Album Reviews

Funeral For A Friend – Casually Dressed & Deep In Conversation

(Infectious) UK release date: 13 October 2003


Funeral For A Friend - Casually Dressed & Deep In Conversation Funeral For A Friend may share their name with an Elton John, ahem, “classic”, but their music bears about as much resemblance to that of his tantrum-ness as Tarantino does to Walt Disney.

In fact, with its twists and turns, explosive action and unconventional refrains, this debut album is not unlike a Tarantino film, though thankfully more Pulp Fiction than Jackie Brown.

If the hype generated by certain publications is to be believed (guilty as charged, m’lord), then Casually Dressed… is about to make these Welshmen the biggest rock band hailing from the British Isles.

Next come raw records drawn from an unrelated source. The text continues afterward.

PR #195, opened 2015-02-20
transformed documents

Nieziemski:


fredrikekelund:
@Urigo this caused a regression in my application :( I have a collection that contains an array of objects, which are mapped to inputs on the page. With this change, every time I input something into a field, Angular seems to think that the entire array has changed or something similar.

I thought this could be a $$hashKey getting lost along the way, but rather it seems to be just the call to `self.$$collection.findOne` that does this, since it's enough for me to `console.log` that function call for Angular to react the way I described above

Urigo:
Interesting
@Nieziemski thoughts about our previous solution?

Urigo:
@fredrikekelund can you also share a repo that shows the problem?

Urigo:
and give @Nieziemski and myself write access so we can add our scenario and find the best solution to support both

netanelgilad:
I'm also gonna try using observe instead of observeChanges since it is supposed to give you the document after tranformation and not just the fields like observeChanges (not sure about that yet...). Needs to see how this will affect performance though.

Urigo:
interesting..  branch?

Nieziemski:
I reproduced this bug, but can't find the reason.
Till now I go with this in console:

angular.extend(temp1[0], {name: 'test1'});
temp1.$rootScope.$apply()

where temp1 is angular collection. And sometimes it reloads entire collection, but sometimes not. Little wierd. I will look at this tomorrow again.

@Urigo: I Can't read the code now, but looking at $$internalProps ("A list of internals properties to not watch for, nor pass to the Document on update and etc") I think there may be more issues with attaching anything that isn't mongo property to doc. So the whole idea with transformed documents may be a dead end. Sorry for not checking this arlier.

fredrikekelund:
@Urigo do you still want me to share some code, even if @Nieziemski can reproduce the problem as well?

Maybe we can roll back this change until we've found a possible solution?

Urigo:
@fredrikekelund please do, it's too early to give up on the transform idea, I want to have a good repo that uses both of your use cases and then I can work on it

netanelgilad:
@Nieziemski @fredrikekelund I would also love to see a reproduction of your bug. I've tried reproducing and I didn't encounter a case where the whole collection seemed to update even though just one document was updated...
Where exactly did you console.log? how did you update the collection? manually or by auto bind?

Urigo:
@Nieziemski @fredrikekelund please check @netanelgilad's fork:
https://github.com/Urigo/angular-meteor/pull/209

and tell me if it works for you.
For me it looks like a really elegant solution.

fredrikekelund:
@Urigo, tested the fork, and it works like a charm! Thanks @netanelgilad

Urigo:
Great, it's already merged but we are waiting for another performance improvement we added before releasing a new version.
@Nieziemski can you confirm as well?

Nieziemski:
@Urigo, yes, for me it also works very well in all cases. And looks really good :)

Urigo:
Great, I hope I will merge the performance update later today and maybe release a new version tomorrow, just before ng-conf!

And when we say “rock”, we mean “RAWK!”, not some watered-down mush that Mondeo Man can play on his Stereo(phonics) and so deceive himself into thinking that he’s “into” music.

Casually Dressed… is everything that debut albums so often aren’t: assured and quietly confident but not swaggering; expertly walking the tightrope between the chasms of unashamed commercialism and artistic integrity; and where every song has been thought through and well-executed.

With tracks such as Rookie Of The Year, Bend Your Arms To Look Like Wings and Moments Forever Faded, Funeral For A Friend flip between pop-punk to full-throated metal in the bat of an eyelid, but with the emphasis firmly on melody and choruses that drip, drip, drip into your consciousness and then refuse to flow away again.

The likes of Escape Artists Never Die and Novella showcase the fact that this is a band who have way more than three chords and a handful of standard heavy metal riffs in their armoury. Instead, the guitar patterns are complex and intricate while the songs change time signatures and dance from metallic bluster to acoustic breaks.

Of course, such ambition would end up as mere meandering without an accomplished vocalist who was equally adept at death metal roars and angelic singing. In Matt Davies, this band has unearthed a gem, and if in any doubt that this is the case, skip to Your Revolution Is A Joke and witness an exposed but beautiful vocal, accompanied only by acoustic guitars and strings, that would have many of the shysters who clog up the pop charts running away in shame.

In She Drove Me To Daytime Television, Matt Davies goads his victim to, “Put your focus where your mouth is.” Funeral For A Friend have practised what they preach with an album that mixes aggression and melody, played with purpose and sensitivity. So go on then, what are you waiting for?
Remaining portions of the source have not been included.